Red blood cell deformation is caused by the electric stresses acting over cell surface at different frequencies.Based on the above results, it can be concluded that the applied electric field frequency has a significant effect on cell deformation. To better show this effect, statistical analysis was conducted at different frequencies (from 300 kHz to 20 MHz) and the elongation ratio (i.e. the ratio of the cell elongation to its initial size) was calculated. The results from this analysis (Fig. 17), show that by increasing the applied electric field frequency up to 1 MHz, cell elongation ratio increases and reaches its maximum value. By further increasing the frequency, cell elongation ratio decreases. These observations match well with Clausius-Mossotti curve versus frequency plot (Fig. 15); by increasing the frequency from 300 kHz to 20 MHz the CM coefficient increases up to 1 MHz and reaches its maximum value and then decreases.
Figure 17
Red blood cell elongation ratio was calculated based on cell deformation in the direction of the electric field lines and plotted at different frequencies. A polynomial of degree 6 is fitted to the experimental results and the error bars represent the standard deviation.
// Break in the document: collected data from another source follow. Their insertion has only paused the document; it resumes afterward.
PR #2298, opened 2019-01-19
Fix the year for screenshot gallery part 7 and 8 links

nightlark:
Changes the year for references to January for gallery links 7 & 8 from 2018 to 2019.


ocornut:
Thank you!

PR #2299, opened 2019-01-19
Add check for warning (-Wzero-as-null-pointer-constant)

uael:
Version: master
Branch: master

### Back-end/Renderer/Compiler/OS
Back-ends: none
Compiler: clang
System: OSX

### My Issue/Question:
didn't compile under old clang:
```imgui.h:80:34: error: unknown warning group '-Wzero-as-null-pointer-constant', ignored [-Werror,-Wunknown-warning-option]```
I also removed trailing spaces, IDE do, and was lazy to revert them before commit :+1: 

### Screenshots/Video
none

### Standalone, minimal, complete and verifiable example:
none


ocornut:
Thanks @uael.

> I also removed trailing spaces, IDE do, and was lazy to revert them before commit 

I couldn't take the PR as is but separated them manually, and while I was there applied the trailing space removals to all source files (incl sub folders) in a different commit. This was only recently enforced with an EditorConfig file but VS2017 only seem to apply this to newly edited lines rather than whole files.

PR #2300, opened 2019-01-20
Adding a "Follow" checkbox on ExampleAppLog

nicolasnoble:
The "Follow" checkbox will let users inspect the log buffer without getting dragged down to the end if the app's log is very active. Only ticking the box will make the scrolling move on its own.


ocornut:
I have implemented a similar thing based on your suggestion @nicolasnoble, for both Log and Console examples.
The checkbox is inside an Options popup-menu which seems like a good idea to teach/promote a design that would scale to more options (but a little odd with a single option).

Both those Log/Example are not production quality code though..

PR #2303, opened 2019-01-21
avoid floating point exception when _EM_OVERFLOW is enabled

RufUsul:
To avoid avoid a floating point exception when _EM_OVERFLOW is enabled there is an additional check needed in ImGui::EndFrame() to detected if g.PlatformImeLastPos.x is on its initial value FLT_MAX.
I think an check of g.PlatformImeLastPos.y not needed because both vars get updated together.


ocornut:
Merged, thank you.

RufUsul:
Wow, that was FAST, thanks!

PR #3460, opened 2020-09-08
ImVector: fix max_size() for signed int value

xndcn:
Since ImVector use signed int to store Size and Capacity, its max_size should not execeed signed INT_MAX.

Red blood cell elongation ratio was calculated based on cell deformation in the direction of the electric field lines and plotted at different frequencies. A polynomial of degree 6 is fitted to the experimental results and the error bars represent the standard deviation.
Conclusion
Cells are exposed to electromagnetic fields in various applications such as electroporation, electrofusion, etc. To better study these phenomena, it is necessary to understand the interaction between cells and electromagnetic fields. One of the most prominent electrokinetic effects of electric fields on cells is dielectrophoresis; a phenomenon that has found many biomedical applications. Previous works, mostly studied the dielectrophoretic effect of electric fields on a group of cells. Therefore, the present study focused on analyzing the behavior of single cells in an electric field. When a cell is exposed to an electric field, local changes in the electric potential distribution are induced. As a result, electrical stresses are exerted on the cell surface. These electrical stresses, in turn, lead to cell deformation and its membrane structural changes that trigger cell membrane permeabilization. Electrical stresses depend on the dielectric properties of cells, buffer solution, and the applied electric field characteristic. In the present study, the effect of applied voltage frequency on the distribution and the magnitude of electrical stresses exerted on a cell surface was numerically and experimentally studied. To study the interaction of cells and electric fields numerically, a novel numerical approach in solving the quasi-electrostatic equations in the presence of cells using the immersed interface method was applied. It was shown that the applied voltage frequency has a significant effect on cell deformation. Furthermore, it was shown that the effect of applied voltage frequency on cell deformation is consistent with the Clausius-Mossotti coefficient curve. In conclusion, a new approach to study the electroporation phenomenon was introduced. Developing an appropriate mechanical model for cell membranes can facilitate the studies conducted on the effects of electric field-induced cell deformations and membrane structural changes, which help to make biomedical processes and applications efficient. Moreover, the electrokinetic interaction of molecules and cells needs to be analyzed to study the transport of molecules across the cell membrane. The numerical approach applied in this research can help in analytical studies on cells and molecules interactions.
Ethics statement
In this research, healthy human red blood cells were used. Blood samples have been used in this research in an ethical manner. Also, authors confirm that all experiments were performed in accordance with relevant guidelines and regulations. Healthy human blood sample was obtained from a medical laboratory with the donor’s written informed consent. The experimental procedure was approved by the research ethics committee, Pasteur Institute of Iran, reference number IR.PII.REC.1397.016.